Look through the material that follows and show every line with the string "changes".

═════ Recorded data

PR #1758, opened 2019-06-04
Return correct download link for requests for non-standard crate names.

### LINKED ISSUE #1687: Wrong redirect URL given for a download with -/_ canonicalization
I was poking around today at a crate I was working on and was confused that after publishing I was getting a 403 for the tarball for the crate that I wanted to manually inspect. I typed out everything below manually so the bug is definitely on me (not through Cargo or any tooling or anything like that), but figured it was still worth mentioning!

Specifically I was interested in the [`compiler_builtins`](https://crates.io/crates/compiler_builtins) crate and forgot whether it was `_` or `-` so I typed out:

```
$ curl -L https://crates.io/api/v1/crates/compiler-builtins/0.1.8/download | tar xzf -
```

but that gave me some error about it not being gzip. Next I ran `curl -I` and it prints out:

```
$ curl -I https://crates.io/api/v1/crates/compiler-builtins/0.1.8/download | grep Location
Location: https://static.crates.io/crates/compiler-builtins/compiler-builtins-0.1.8.crate
```

turns out this URL doesn't exist! It should actually be:

```
$ curl -I https://crates.io/api/v1/crates/compiler_builtins/0.1.8/download | grep Location
Location: https://static.crates.io/crates/compiler_builtins/compiler_builtins-0.1.8.crate
```

Is this intended to work? If not that's totally fine, but I figure if it was intended to work may be good to know!

smarnach:
Fixes #1687.

Crates are uploaded to S3 under the name they were first published as, but the download endpoint always uses the name as written in the request. If these names differ in their use of dashes vs. underscores, the download endpoint returns an invalid link.

To avoid adding another database request for every single crate download, this fix changes the database request that updates the download count to also return the original crate name. We will need to confirm that the performance impact of this change is negligible.

### DIFF
--- a/src/controllers/version/downloads.rs
+++ b/src/controllers/version/downloads.rs
@@ -18,13 +18,13 @@ pub fn download(req: &mut dyn Request) -> CargoResult<Response> {
     let crate_name = &req.params()["crate_id"];
     let version = &req.params()["version"];
 
-    increment_download_counts(req, crate_name, version)?;
+    let crate_name = increment_download_counts(req, crate_name, version)?;
 
     let redirect_url = req
         .app()
         .config
         .uploader
-        .crate_location(crate_name, version);
+        .crate_location(&crate_name, version);
 
     if req.wants_json() {
         #[derive(Serialize)]
@@ -39,7 +39,8 @@ pub fn download(req: &mut dyn Request) -> CargoResult<Response> {
 
 /// Increment the download counts for a given crate version.
 ///
-/// Returns an error if we could not load the version ID from the database.
+/// Returns the crate name as stored in the database, or an error if we could
+/// not load the version ID from the database.
 ///
 /// This ignores any errors that occur updating the download count. Failure is
 /// expected if the application is in read only mode, or for API-only mirrors.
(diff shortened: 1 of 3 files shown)


smarnach:
Looks like the query plan remains virtually the same with this change. Old version:
```
                                                               QUERY PLAN                                                                
-----------------------------------------------------------------------------------------------------------------------------------------
 Limit  (cost=0.15..6.69 rows=1 width=4) (actual time=0.087..0.090 rows=1 loops=1)
   ->  Nested Loop  (cost=0.15..13.23 rows=2 width=4) (actual time=0.084..0.084 rows=1 loops=1)
         Join Filter: (versions.crate_id = crates.id)
         ->  Index Scan using index_version_num on versions  (cost=0.15..12.18 rows=2 width=8) (actual time=0.035..0.036 rows=1 loops=1)
               Index Cond: ((num)::text = '0.1.0'::text)
         ->  Materialize  (cost=0.00..1.02 rows=1 width=4) (actual time=0.044..0.044 rows=1 loops=1)
               ->  Seq Scan on crates  (cost=0.00..1.02 rows=1 width=4) (actual time=0.039..0.039 rows=1 loops=1)
                     Filter: (replace(lower((name)::text), '-'::text, '_'::text) = 'crate_with_dashes'::text)
                     Rows Removed by Filter: 1
 Planning Time: 0.802 ms
 Execution Time: 0.151 ms
```
New version:
```
                                                               QUERY PLAN                                                                
-----------------------------------------------------------------------------------------------------------------------------------------
 Limit  (cost=0.15..6.69 rows=1 width=36) (actual time=0.091..0.094 rows=1 loops=1)
   ->  Nested Loop  (cost=0.15..13.23 rows=2 width=36) (actual time=0.088..0.089 rows=1 loops=1)
         Join Filter: (versions.crate_id = crates.id)
         ->  Index Scan using index_version_num on versions  (cost=0.15..12.18 rows=2 width=8) (actual time=0.036..0.036 rows=1 loops=1)
               Index Cond: ((num)::text = '0.1.0'::text)
         ->  Materialize  (cost=0.00..1.02 rows=1 width=36) (actual time=0.047..0.048 rows=1 loops=1)
               ->  Seq Scan on crates  (cost=0.00..1.02 rows=1 width=36) (actual time=0.037..0.037 rows=1 loops=1)
                     Filter: (replace(lower((name)::text), '-'::text, '_'::text) = 'crate_with_dashes'::text)
                     Rows Removed by Filter: 1
 Planning Time: 0.645 ms
 Execution Time: 0.173 ms
```

PR #1759, opened 2019-06-05
Show right-hand column for yanked versions to crate owners.

### LINKED ISSUE #1660: No way to manage ownership of a crate through the UI if all versions have been yanked
Bug report received via email.

smarnach:
Fixes #1660.

Without this change, the page for a yanked version looks like this:

image

With this change applied, crate owners see this page instead:

image

### DIFF
--- a/app/controllers/crate/version.js
+++ b/app/controllers/crate/version.js
@@ -33,6 +33,11 @@ export default Controller.extend({
     isOwner: computed('crate.owner_user', 'session.currentUser.id', function() {
         return this.get('crate.owner_user').findBy('id', this.get('session.currentUser.id'));
     }),
+    notYankedOrIsOwner: computed('model', 'crate.owner_user', 'session.currentUser.id', function() {
+        return (
+            !this.get('model').yanked || this.get('crate.owner_user').findBy('id', this.get('session.currentUser.id'))
+        );
+    }),
 
     sortedVersions: readOnly('crate.versions'),
 
--- a/app/templates/crate/version.hbs
+++ b/app/templates/crate/version.hbs
@@ -51,20 +51,18 @@
     </div>
 </div>
 
-{{#if currentVersion.yanked}}
-    <div class='crate-info'>
-        <div>
-        <p>This crate has been yanked, but it is still available for download for
-        other crates that may be depending on it.</p>
-        <p>You may wish to
-          {{#link-to 'crate.versions' crate}}view all versions{{/link-to}} to find one that
-          has not been yanked.
-        </p>
-        </div>
-    </div>
-{{else}}
 <div class='crate-info'>
     <div class='docs'>
+        {{#if currentVersion.yanked}}
+        <p>
+            This crate has been yanked, but it is still available for download for other crates that
+            may be depending on it.
+        </p>
+        <p>
+            You may wish to {{#link-to 'crate.versions' crate}}view all versions{{/link-to}} to find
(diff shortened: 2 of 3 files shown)


app/templates/crate/version.hbs
```diff
@@ -99,7 +97,9 @@
                 </div>
             {{/if}}
         {{/if}}
+        {{/if}}
```
sgrif: Looks like indentation might be off here

smarnach: The indendation was inconsistent to begin with, so I prioritized diff readability. I fixed the indentation now – please take another look.

app/controllers/crate/version.js
```diff
@@ -33,6 +33,11 @@ export default Controller.extend({
     isOwner: computed('crate.owner_user', 'session.currentUser.id', function() {
         return this.get('crate.owner_user').findBy('id', this.get('session.currentUser.id'));
     }),
+    notYankedOrIsOwner: computed('model', 'crate.owner_user', 'session.currentUser.id', function() {
```
efx: could we add unit tests for this computed?

smarnach: Sure we could, but I'm not familiar with Ember or Mirage, so I'm not sure what's the best way to do this. I've added an attempt as a new commit that tries to use Mirage to set up a new crate and a version. The test passes in its current form, but has a few problems:

* I was only able to use the Mirage factories when running the whole application with `setupApplicationTest()`. This seems unnecessary and makes the test much slower than it should be.
* Testing the other cases (yanked crate, with the user being owner or not) requires also faking an active session and user accounts. I couldn't find any existing infrastructure to do so in a unit test.

We may be able to test this with an acceptance test instead, but at least for me this would involve significant effort. Maybe someone more experienced with Ember could add this test?

efx: Apologies @smarnach, I should've added a bit more direction here. Ember can generate default unit tests that should avoid needing to use mirage. The problems you point out highlight the many concerns of acceptance / integration testing I hoped to avoid by suggesting a unit test. I'll open a PR against your branch with a simple unit test.

efx: I'm doing this in my fork, but you can create test files using `ember generate` commands. 

```sh
ember generate controller-test crates/version
```

efx: I was lazy and didn't fork your copy, but here is the working example of the unit test: https://github.com/rust-lang/crates.io/compare/master...efx:unit-test-controller?expand=1#diff-a30cef8546b1174ebf3c37a550e2357f

smarnach: Thanks a lot, this looks a lot more reasonable than my attempt! I guess I should learn a bit more about Ember before doing any more work on the frontend. :)

I've copied your test to this branch (and force-pushed, since my attempt isn't worth being preserved in the Git history).

efx: certainly @smarnach. Eh, learning on the go seems most efficient 😄. Grand!

kzys:
Looks good to me.

smarnach:
@locks @kzys Is there anything I can do to move this forward? It would be great if we could get this merged.

efx:
@locks any objections to merging this?

carols10cents:
The text wrapping is different now if you're not an owner, but I'm fine with it.

Screen Shot 2019-08-30 at 4 46 00 PM

@bors: r+

Issue #1641, opened 2019-02-28
Display build-dependencies on crate page


olson-dan:
I noticed that dependencies and dev dependencies are currently listed on individual crate pages, but build dependencies are not.

Cargo's build-dependencies often pull in external programs or libraries (gcc, cmake, pkg-config, libclang) and these programs are often missing on the machines of users attempting to build the crates.

It'd be helpful to list the build dependencies for each crate so that users have an idea of what 3rd party software must be installed to use it.  This could also help people vet crates for security purposes, as build.rs is not sandboxed in any way as far as I am aware.

critical-path:
May I try to address this issue?  Thank you!

carols10cents:
So I was just looking into this more, and looking at the PR https://github.com/rust-lang/crates.io/pull/1761 that was closed (sorry for the delay on reviewing!)

It turns out build dependencies *are* currently being displayed; they're listed as regular dependencies though, rather than being split out into their own category.

For example, https://crates.io/crates/lapin currently has listed:

```
Dependencies

    amq-protocol ^3.0
    amq-protocol-codegen ^3.0
    crossbeam-channel ^0.3
    log ^0.4
    mio ^0.6
    parking_lot ^0.9
    serde_json ^1.0
    futures-core-preview = 0.3.0-alpha.19 optional

Dev-Dependencies

    env_logger ^0.7
    futures-executor-preview ^0.3.0-alpha.19
    futures-util-preview ^0.3.0-alpha.19
    tcp-stream ^0.7
```

But looking at [the JSON returned from the API](https://crates.io/api/v1/crates/lapin/0.28.1/dependencies), amq-protocol is a normal dependency and amq-protocol-codegen is a build dependency, for example.

So the code in https://github.com/rust-lang/crates.io/pull/1761 needs to exclude build dependencies from the regular dependency display as well as adding the new build dependency section, and the test should assert that the build dependency only appears under the appropriate section.

Mordorreal:
Can I try to fix this?

smarnach:
@Mordorreal Sure, feel free to go ahead! You can ask questions here, or you can send a PR.

PR #1761, opened 2019-06-06
Display build-dependencies

critical-path:
@sgrif 

This is a first attempt at addressing #1641.  Please let me know whether I am on the right track.  I would be happy to make changes.  Thank you!


Turbo87:
can look into writing a test for this to make sure that we don't accidentally break this functionality?

critical-path:
Please let me know if you require any changes.  Thank you!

══════════

* _Reply_
To avoid adding another database request for every single crate download, this fix changes the database request that updates the download count to also return the original crate name. We will need to confirm that the performance impact of this change is negligible.
This is a first attempt at addressing #1641.  Please let me know whether I am on the right track.  I would be happy to make changes.  Thank you!
Please let me know if you require any changes.  Thank you!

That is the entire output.